PR #78522, opened 2023-06-22
Signup: skip the plans step in the domain transfer flow

aneeshd16:
Related to p1687402071427169-slack-C05CT832K2T

## Proposed Changes

* If the user is the `domain-transfer` signup flow, and selects the "Transfer" option, then skip the plans step.

## Testing Instructions

**Testing the transfer flow**
1. Go to `/start/domain-transfer`.
2. Enter any existing domain name. For the purposes of testing, you do not need to own that domain.
3. On the next step, select Transfer.
4. Confirm that the Plans step **is not** shown.
5. Confirm that you can reach Checkout and complete the purchase.

**Testing the connect flow**
1. Go to `/start/domain-transfer`.
2. Enter any existing domain name. For the purposes of testing, you do not need to own that domain.
3. On the next step, select Connect.
4. Confirm that the Plans step **is** shown.
5. Confirm that you can reach Checkout and complete the purchase.

## Pre-merge Checklist

### DIFF
--- a/client/lib/signup/step-actions/index.js
+++ b/client/lib/signup/step-actions/index.js
@@ -4,6 +4,7 @@ import {
 	planHasFeature,
 	FEATURE_UPLOAD_THEMES_PLUGINS,
 	isEcommerce,
+	isDomainTransfer,
 } from '@automattic/calypso-products';
 import { getUrlParts } from '@automattic/calypso-url';
 import { Site } from '@automattic/data-stores';
@@ -1180,7 +1181,7 @@ export function isAddOnsFulfilled( stepName, defaultDependencies, nextProps ) {
 }
 
 export function isPlanFulfilled( stepName, defaultDependencies, nextProps ) {
-	const { isPaidPlan, sitePlanSlug, submitSignupStep } = nextProps;
+	const { isPaidPlan, sitePlanSlug, submitSignupStep, flowName, signupDependencies } = nextProps;
 	const fulfilledDependencies = [];
 	const dependenciesFromDefaults = {};
 
@@ -1189,6 +1190,11 @@ export function isPlanFulfilled( stepName, defaultDependencies, nextProps ) {
 		fulfilledDependencies.push( 'themeSlugWithRepo' );
 		dependenciesFromDefaults.themeSlugWithRepo = defaultDependencies.themeSlugWithRepo;
 	}
+
+	const isTransferSelectedInDomainTransferFlow =
+		'domain-transfer' === flowName &&
+		signupDependencies?.domainItem &&
+		isDomainTransfer( signupDependencies.domainItem );
 
 	if ( isPaidPlan ) {
 		const cartItem = undefined;
@@ -1205,6 +1211,14 @@ export function isPlanFulfilled( stepName, defaultDependencies, nextProps ) {
 			{ cartItem, ...dependenciesFromDefaults }
 		);
 		recordExcludeStepEvent( stepName, defaultDependencies.cartItem );
+		fulfilledDependencies.push( 'cartItem' );
+	} else if ( isTransferSelectedInDomainTransferFlow ) {
+		const cartItem = null;
+		submitSignupStep(
+			{ stepName, cartItem, wasSkipped: true },
+			{ cartItem, ...dependenciesFromDefaults }
+		);
+		recordExcludeStepEvent( stepName, sitePlanSlug );
 		fulfilledDependencies.push( 'cartItem' );
 	}
 
--- a/client/signup/steps/domains/index.jsx
+++ b/client/signup/steps/domains/index.jsx
@@ -380,11 +380,6 @@ class DomainsStep extends Component {
 			Object.assign( { domainItem }, useThemeHeadstartItem )
 		);
 
-		// Skip the plans step if we are in the `domain-transfer` flow.
-		if ( 'domain-transfer' === this.props.flowName ) {
-			this.props.submitSignupStep( { stepName: 'plans', wasSkipped: true }, { cartItem: null } );
-		}
-
 		this.props.goToNextStep();
 	};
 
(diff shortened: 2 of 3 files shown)


client/signup/steps/domains/index.jsx
```diff
@@ -380,6 +380,11 @@ class DomainsStep extends Component {
 			Object.assign( { domainItem }, useThemeHeadstartItem )
 		);
 
+		// Skip the plans step if we are in the `domain-transfer` flow.
```
chriskmnds: Not sure how accurate this description is. Both "transfer" and "connect" look like are part of the same `domain-transfer` flow, one shows the plans while the other doesn't.

client/signup/steps/domains/index.jsx
```diff
@@ -380,6 +380,11 @@ class DomainsStep extends Component {
...
+		if ( 'domain-transfer' === this.props.flowName ) {
```
chriskmnds: Similarly, something feels odd here. Is this condition even necessary?

Also, I recall "skipping a step" in this framework was more complicated than just submitting the step from a previous step. I feel this needs more testing. What happens if you go into `/start/domain-transfer/plans` directly or in any sort of clickthrough fashion ("go back" from browser, etc). I recall we needed to create a different/sibling flow and redirect to it on a couple of occasions for similar "skip step" scenario (I can find some links if it comes to it).

chriskmnds (commented):
I tested but I'm not sure if everything works clearly, and what is relevant to these changes. I can confirm plans step is skipped in Transfer if coming out of the domains step, if that's enough.

> Testing the **connect** flow

Does it make sense to show the Free plan in this case? It also looks broken to me: selecting Free still adds the Premium plan to the cart in the end every time (tried clearing the cart, went back, selected Free, still Premium in the end).

> Testing the transfer flow

I tried once and got an error here (not sure why, but something about "invalid"). Then tried again and now see:

Screenshot 2023-06-22 at 12 43 42 PM

It seems this needs fixing too. It basically blocks domain transfer in case of error (that may not even be originating from domain owner)?

----------------------

> It seems this needs fixing too. It basically blocks domain transfer in case of error (that may not even be originating from domain owner)?

^ I guess user expected to check status and contact support in that case. I guess all good in that case.

chriskmnds:
Also took me ages to find a domain to use for "transfer", and I have run out of them by now. I can't test this anymore it seems.

client/signup/steps/domains/index.jsx
chriskmnds: I think I kinda get it now. This callback could fire from other flows, right? All good in that case.

aneeshd16: I skipped mentioning the "connect" flow in this comment since we are inside the `handleAddTransfer` method, which handles the transfer part only.

client/signup/steps/domains/index.jsx
aneeshd16: I did recall the same thing, also having used `useBranchSteps` before. However, in this case, I took inspiration from `maybeExcludeEmailsStep`: https://github.com/Automattic/wp-calypso/blob/90882ceb39d4284a278d24af3d85a7e4428de6b5/client/lib/signup/step-actions/index.js#L1053-L1086

This function also includes this two extra lines which I missed adding here:
```
	recordExcludeStepEvent( stepName, siteUrl );

	flows.excludeStep( stepName );
```

I'll dig into what these do and add them if necessary.

aneeshd16:
Thanks for the review @chriskmnds!

> Does it make sense to show the Free plan in this case? It also looks broken to me: selecting Free still adds the Premium plan to the cart in the end every time (tried clearing the cart, went back, selected Free, still Premium in the end).

Good catch! I could reproduce this as well. Let's look into this issue separately.

Apart from the next steps listed here (https://github.com/Automattic/wp-calypso/pull/78522#discussion_r1238346528), do you think there is anything else we should tackle before merging this PR?

chriskmnds (approved):
Thanks for addressing comments @aneeshd16 

> Apart from the next steps listed here (https://github.com/Automattic/wp-calypso/pull/78522#discussion_r1238346528), do you think there is anything else we should tackle before merging this PR?

I think all good. You seem confident about the "skip step" part. I can't quite connect with what we needed to do previously that seemed that much more difficult - I believe it was an experiment variation without a step, and not in response to user input? 🤔 

Nothing else seems related to these changes.

chriskmnds:
> Good catch! I could reproduce this as well. Let's look into this issue separately.

Totally. Adding Premium to cart might even be intentional there. Definitely worth raising up separately 😬

aneeshd16:
Hi @chriskmnds, I found a more robust and testable way to skip the plans step, can you please review it again? Sorry for not finding this earlier!

chriskmnds:
> Hi @chriskmnds, I found a more robust and testable way to skip the plans step, can you please review it again? Sorry for not finding this earlier!

argh I'm spending more time looking for a domain to use :-) 
I keep hitting:

Screenshot 2023-06-22 at 2 59 16 PM

client/lib/signup/step-actions/index.js
```diff
@@ -1206,6 +1212,14 @@ export function isPlanFulfilled( stepName, defaultDependencies, nextProps ) {
...
 		recordExcludeStepEvent( stepName, defaultDependencies.cartItem );
 		fulfilledDependencies.push( 'cartItem' );
+	} else if ( isTransferSelectedInDomainTransferFlow ) {
+		const cartItem = null;
+		submitSignupStep(
+			{ stepName, cartItem, wasSkipped: true },
+			{ cartItem, ...dependenciesFromDefaults }
+		);
+		recordExcludeStepEvent( stepName, sitePlanSlug );
+		fulfilledDependencies.push( 'cartItem' );
```
chriskmnds, line 1222: Looks more robust indeed. A lot of things to be put together. Makes me wonder how different/simpler such scenario would be in Stepper :-)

*-*-*

● WHAT TO PRODUCE: Which of the lines in the listing above include "const"? Report each of them.

● TASK RESULT:
-	const { isPaidPlan, sitePlanSlug, submitSignupStep } = nextProps;
+	const { isPaidPlan, sitePlanSlug, submitSignupStep, flowName, signupDependencies } = nextProps;
 	const fulfilledDependencies = [];
 	const dependenciesFromDefaults = {};
+	const isTransferSelectedInDomainTransferFlow =
 		const cartItem = undefined;
+		const cartItem = null;
+		const cartItem = null;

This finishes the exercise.